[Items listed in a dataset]

________

PR #659, opened 2023-04-27
Support returning a number from async migrations rather than db result

Page-:
This also deprecates the form of returning a db result

Change-type: minor


Page-:
LGTM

________

→ **Your objective**: The expected response reproduces all of the data precisely.

→ **Exercise response**:
PR #659, opened 2023-04-27
Support returning a number from async migrations rather than db result

Page-:
This also deprecates the form of returning a db result

Change-type: minor


Page-:
LGTM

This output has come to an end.